Reportagem de O TEMPO da semana passada mostrou o estado em que estão 12 casas construídas nas décadas de 30 e 40 do século passado na rua Congonhas, no bairro Santo Antônio, na região Centro-Sul da capital. Tombadas pela prefeitura, elas estão praticamente se dissolvendo, enquanto aguardam restauração a cargo dos proprietários.

Bens tombados não podem ser demolidos, mas podem ser deixados ao azar, para serem destruídos pelo tempo, como está acontecendo. As casas já serviram de cenário para um filme de cinema e numa delas morou o escritor João Guimarães Rosa. Elas são um pedaço do que foi Belo Horizonte durante uma época e por isso deveriam ser preservadas.

Hoje, sua localização é supervalorizada. Uma construtora adquiriu os imóveis, em 2012, para construir no lugar um edifício com 27 andares. Como não pôde demolir as casas, foi autorizada a construir nos fundos dos terrenos.
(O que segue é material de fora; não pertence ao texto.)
Issue #1679, opened 2021-09-22
Use a single `wires` keyword in `MultiControlledX`


albi3ro:
Currently, the operation [`MultiControlledX`](https://github.com/PennyLaneAI/pennylane/blob/6d93cc580d4e8860a0b3fc8cc42e81198399e665/pennylane/ops/qubit/non_parametric_ops.py#L858) accepts an arbitrary length of wires for `control_wires` keyword and a single wire for the `wires` keyword:

```
qml.MultiControlledX(control_wires=(0,1,2,3), wires=4)
```

We should instead be able to create this gate with on a single set of wires, where the last wire is the target with an `X` applied to it, similar to the syntax of `qml.CNOT` and `qml.Toffoli`:

```
qml.MultiControlledX(wires=(0,1,2,3,4))
```

We would have to implement this change with a deprecation cycle where we accept either syntax, but raise a `UserWarning` if the user provides the `control_wires` keyword.

josh146:
Just tagging @trbromley to find out if there was a reason for the original design!

trbromley:
I believe the original choice of `control_wires` and `wires` was just to mirror [ControlledQubitUnitary](https://github.com/PennyLaneAI/pennylane/blob/v0.16.0/pennylane/ops/qubit.py#L2112), which [MultiControlledX](https://github.com/PennyLaneAI/pennylane/blob/v0.16.0/pennylane/ops/qubit.py#L2236) inherited from at the time. Given that `MultiControlledX` now inherits from `Operation`, I don't see a blocker to implementing as outlined above.

tgag17:
Hi! Can I work on this issue?

antalszava:
Hi @tgag17, sure! :100: Let us know if you have any questions. :slightly_smiling_face:

MoritzWillmann:
hey @tgag17, are you still working on this?

natestemen:
I believe this should now be closed since #2121 is merged.

josh146:
Nice catch @natestemen, thanks!

PR #2121, opened 2022-01-24
Use a single wires keyword in MultiControlledX #1679

mafemorris:
**Context:** The method MultiControlledX received two keywords for wires: _control_wires_ and wires for the _target_wire_. Which was unnecessary, confusing, and could be improved to just one keyword that received both the _control_wires_ and the _target_wire_. The method accepts both cases but gives a warning in the old case to start deprecation cycle. 

**Description of the Change:** The object initialization changed to receive just the keyword _wires_ of type _Wires_, a _sequence_ or an _int_. Also, the old version could be used with the keywords _control_wires_ and _wires_ but, it raises a UserWarning. There are more test cases to include the new and the old versions of the args in the tests "test_invalid_mixed_polarity_controls" and "test_mixed_polarity_controls"; The same adjustment to receive just the keyword wires in MultiControlledX was made in test "test_mixed_polarity_controls". The arrays _label_data_ and _control_data_ in the **test_non_parametric_ops.py** file and _PARAMETRIZED_OPERATIONS_ in the **test_parametric_ops.py** file were modified to add a second case with the new args for the MultiControlledX operation. Finally, the documentation of the MultiControlledX class was modified given the new args.  

**Benefits:** It is easier to use the gate MultiControlledX given a single set of wires. 

**Related GitHub Issues:** #1679


antalszava:
Hi @mafemorris, thanks for the contribution! :slightly_smiling_face: We'll be reviewing the changes that you've made.

tests/ops/qubit/test_non_parametric_ops.py
```diff
@@ -613,12 +611,31 @@ def test_invalid_mixed_polarity_controls(
...
+            (None,[0, 1, 2], "10"),
+            (None,[1, 0, 2], "10"),
+            (None,[0, 1, 2], "11"),
+            (None,[0, 2, 1], "10"),
+            (None,[1, 2, 0, 3], "100"),
+            (None,[1, 0, 2, 4, 3], "1001"),
+            (None,[0, 1, 2, 5, 3, 6, 4], "100001"),
         ],
     )
     def test_mixed_polarity_controls(self, control_wires, wires, control_values):
```
albi3ro, line 625: How about we instead make two copies of this test: `test_mixed_polarity_controls` and `test_mixed_polarity_controls_old`.  Then when we deprecated the `control_wires` keyword, we can just delete one entire test.

We also want to explicitly catch the Deprecation Warnings with [`pytest.warns`](https://docs.pytest.org/en/6.2.x/warnings.html#warns).  We want to make sure warnings are raised when we expect them to be. We also don't want unexpected warnings at the bottom of the pytest report, as they can indicate potential bugs and things going wrong. Currently, our test suite raises a bunch of warnings, but I'm trying to fix that.

pennylane/ops/qubit/non_parametric_ops.py
```diff
@@ -867,6 +868,17 @@ class MultiControlledX(Operation):
     * Gradient recipe: None
 
     Args:
+        New args:
```
albi3ro, line 871: The docstring needs to fit a specific syntax so Sphinx knows how to display the argument list.  You can check out the rendered webpage for this docstring at https://pennylane--2121.org.readthedocs.build/en/2121/code/api/pennylane.MultiControlledX.html . 

Instead of having a `New args` and `Old args` list, we can instead update the description of `control_wires` to indicate the keyword is being deprecated. Maybe something like:

```
        control_wires (Iterable[Any]): Deprecated way to indicate the control wires. Now users should use
             ``wires`` to indicate both the control wires and the target wire.
```

pennylane/ops/qubit/non_parametric_ops.py
```diff
@@ -908,6 +920,10 @@ class MultiControlledX(Operation):
 
     >>> qml.MultiControlledX(control_wires=[0, 1, 2, 3], wires=4, control_values='1110')
```
albi3ro, line 921: I think we can actually just delete this whole section.  `MultiControlledX` used to inherit from `ControlledQubitUnitary`, but it doesn't anymore, so that part is outdated.

We also don't need to have an example showing the outdated way of using `control_wires`. In the docstring, we should only demonstrate the way we want people to be creating `MultiControlledX`.

albi3ro (changes requested):
Thanks for this PR @mafemorris 🚀 Very excited to finally have this fixed 😃 

A few additional things to push this across the finish line:

1) Add a changelog entry to [`pennylane/doc/releases/changelog-dev.md`](https://github.com/PennyLaneAI/pennylane/blob/master/doc/releases/changelog-dev.md) under the "Breaking Changes" section and add your name to the "Contributors" section at the bottom.

2) Run [black](https://black.readthedocs.io/en/stable/) with a line length of `100` on both the `pennylane` source code folder and the `tests` folder.

```
>>> black -l 100 pennylane/pennylane
>>> black -l 100 pennylane/tests
```

mafemorris:
Hi @albi3ro , last week I made the changes you asked for, but I have had this error when running tests. I have not touched that test or something related to it, so maybe someone could help with what to do. 
image

albi3ro:
Does the test still fail for you on PennyLane master branch?

Could you post a full traceback (run pytest with -vvv) and the output of `import pennylane as qml; qml.about()`?

albi3ro:
@mafemorris Inconveniently, black released a new version last week that changed the spacing around `**` from `a ** b` to `a**b`. Upgrading your version of black and running the most recent version on the `pennylane` folder and `tests` folder should fix the problem.

We are also releasing a new version of pennylane tomorrow, so the changelog entry might have gotten lost in merge conflicts when the development changelog was reset.

Little annoyances we sometimes have to deal with.

mafemorris:
Hi @albi3ro  , I already fixed the black problem. On the other side, what you mean is to recover all the names that were before in the changelog?

albi3ro (approved):
Excellent job! Excited to finally have this issue closed 💯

No entanto, até hoje não o fez nem preservou as casas, que estão escondidas atrás de um tapume para “protegê-las” de vândalos.

Por iniciativa do vereador Gabriel Azevedo (PHS), a Câmara Municipal cobra explicações da prefeitura, que, segundo ele, estaria sendo negligente com o patrimônio da cidade. Restauradas, as casas poderiam servir de sede, por exemplo, para entidades culturais de Belo Horizonte que tenham prestado relevantes serviços à sociedade.
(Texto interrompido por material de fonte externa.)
PR #2131, opened 2022-01-27
[OpRefactor] Final clean-up of operator subclasses

mariaschuld:
This summarises changes from going through every gate and observable and checking the docs and implementation. 

If there are any non-cosmetic changes, I will point them out in the diff.


doc/development/adding_operators.rst
```diff
@@ -0,0 +1,347 @@
...
+
+            # The parent class expects all trainable parameters to be fed as positional
+            # arguments, and all wires acted on fed as a keyword argument.
+            # The id keyword argument allows users to give their instance a custom name.
+            # The do_queue keyword argument specifies whether or not
+            # the operator is queued when created in a tape context.
+            super().__init__(angle, wires=all_wires, do_queue=do_queue, id=id)
+
+        @property
+        def num_params(self):
```
cvjjm, line 181: Please tell developers here that a static property is preferred if num_params is the same for each instance. This also means less typing...

pennylane/operation.py
```diff
@@ -300,94 +439,316 @@ def hash(self):
...
+
+        If parameters are tensors, a tensor of the same type is returned:
+
+        >>> res = qml.Rot.compute_matrix(torch.tensor(0.1), torch.tensor(0.2), torch.tensor(0.3))
+        >>> type(res)
+        <class 'torch.Tensor'>
+        """
+        raise MatrixUndefinedError
+
+    def matrix(self, wire_order=None):
```
cvjjm, line 482: I think this is great new functionality. I just beg you to make this change such that it is possible to write custom Operations and devices in a way that is compatible with both the old an new Operation class. There is a huge number of PL devices out there (and this is awesome!), it would be very sad if all those devices stopped working after this refactor or could only be implemented to work with either the new or the old version of Operation. Please, please, please be mindful of the community here and test this extra carefully with a large number of third party devices.

cvjjm: It is just a matter of naming things right. For example: Maybe this method could be called `compute_matrix()` and  `.matrix` could remain a property of Operation that simply returns  `self.compute_matrix(wire_ordering=None)`. Similar logic could be applied elsewhere.

josh146:
thanks @cvjjm!

pennylane/operation.py
mariaschuld: @cvjjm I'll move the discussion over to the main branch soon so it does not get lost.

A prefeitura já permitiu que, para construir, o empreendedor mantivesse a fachada do imóvel original. A solução não aprovou, porque a fachada não é a casa, mas uma casca dela. Na avenida João Pinheiro e na rua Rio Grande do Norte, na região Centro-Sul, existem dois exemplares dessa experiência em que “a emenda ficou pior do que o soneto”.

Felizmente, há casos bem-sucedidos: duas casas no bairro Floresta, na região Centro-Sul, que, lamentavelmente, não estão tendo uso útil, sendo conservadas como monumento de uma época.